What you need to do = Give the number of lines in the data that contain the word "requires"; no other text is needed.

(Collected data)
PR #3372, opened 2022-10-28
add unit test coverage for snapshot store

cbodonnell:

This PR refactors the code that updates the existing snapshot store into its own method so that it can be unit tested.  Coverage was added for the local-volume-provider store permutation.

n/a

In general, the pattern of instantiating a k8s client within a function makes it difficult to unit test that function since it requires a cluster context.  This PR instantiates the client outside of the new function so that a fake k8s client can be used for unit testing.

#### Steps to reproduce

`make test`

```release-note
NONE
```

NONE

### DIFF
--- a/pkg/snapshot/store.go
+++ b/pkg/snapshot/store.go
@@ -93,263 +93,26 @@ func (e *InvalidStoreDataError) Error() string {
 }
 
 func ConfigureStore(ctx context.Context, options ConfigureStoreOptions) (*types.Store, error) {
-	store, err := GetGlobalStore(ctx, options.KotsadmNamespace, nil)
+	existingStore, err := GetGlobalStore(ctx, options.KotsadmNamespace, nil)
 	if err != nil {
 		return nil, errors.Wrap(err, "failed to get store")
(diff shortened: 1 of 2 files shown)


pkg/snapshot/store.go
```diff
@@ -275,13 +333,14 @@ func ConfigureStore(ctx context.Context, options ConfigureStoreOptions) (*types.
 		store.Internal.ObjectStoreClusterIP = string(secret.Data["object-store-cluster-ip"])
 		store.Internal.Region = "us-east-1"
 	} else if options.Internal && options.IsMinioDisabled {
+		// TODO: remove the need for cluster context so this code path can be unit tested
 		isKurl, err := kurl.IsKurl()
```
cbodonnell, line 337: `kurl.IsKurl(...)` requires cluster context, so I don't think this code path can be unit tested.  Wondering if we can have `kurl.IsKurl(...)` accept a k8s client and just fall back to the cluster context if `nil` is passed?

divolgin (approved):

Result of this task = 2